#### What to produce
Find every line in the material below with the string "salt" and state how many there are, with no other text.

• • • •

PR #323, opened 2023-08-04
Rename getAddress -> getAccountAddress

voltrevo:
In ethers v6, you can no longer get the address of a contract synchronously, so they've added an async `.getAddress()` method.

This means using `getAddress` as a contract method breaks the ethers API. `.getAddress` continues to return the address of the factory, and the contract method for getting the account address is inaccessible. The types generated by typechain also incorrectly show the contract method, but the JS actually resolves to ethers' `.getAddress`.

Incorrect types show custom `getAddress` defined in solidity:

Screen Shot 2023-08-04 at 3 07 19 pm

Actually resolves to the ethers' builtin to get the address of the contract, regardless of the parameters passed:

Screen Shot 2023-08-04 at 3 09 08 pm

This PR renames `getAddress` to `getAccountAddress` to fix this problem.

Passes `yarn hardhat test`.

### DIFF
--- a/contracts/samples/SimpleAccountFactory.sol
+++ b/contracts/samples/SimpleAccountFactory.sol
@@ -26,7 +26,7 @@ contract SimpleAccountFactory {
      * This method returns an existing account address so that entryPoint.getSenderAddress() would work even after account creation
      */
     function createAccount(address owner,uint256 salt) public returns (SimpleAccount ret) {
-        address addr = getAddress(owner, salt);
+        address addr = getAccountAddress(owner, salt);
         uint codeSize = addr.code.length;
         if (codeSize > 0) {
             return SimpleAccount(payable(addr));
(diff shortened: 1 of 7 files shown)


drortirosh:
yes, we could do that, since these are basically samples, not "core" contracts.
Still, I think you could do `contract.functions.getAccount(...)` in the application. can't you?

voltrevo:
> yes, we could do that, since these are basically samples, not "core" contracts.

Cool. Any blockers here?

> Still, I think you could do `contract.functions.getAccount(...)` in the application. can't you?

Not in v6 it turns out:

Screen Shot 2023-08-08 at 10 07 43 am

(I checked that `.functions` is a thing in v5. Must have been removed.)

I was able to use `simpleAccountFactory.createAccount.staticCall(...)` as a workaround though.

Doesn't solve the intellisense/typescript issue, but that also has a workaround. No hard blockers here, just clunky.

shahafn:
If ethers v6 has the potential to shadow a contract method, without exposing any way to access it, then it sounds like a bug in ethers that should be fixed there, no?
Did you open an issue for that over there as well?

voltrevo:
@shahafn Good point. I didn't open an issue over there but I've now found this one:
https://github.com/ethers-io/ethers.js/issues/4165

Turns out there is another workaround:
```ts
simpleAccountFactory.getFunction('getAccount')(...)
```

Commenters over there still see it as an issue for ethers though. I believe it's also worth fixing here to improve DX.

voltrevo:
Hi @drortirosh. Did you feel this was not worth solving? Why close this?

• • • •

#### Finished exercise
3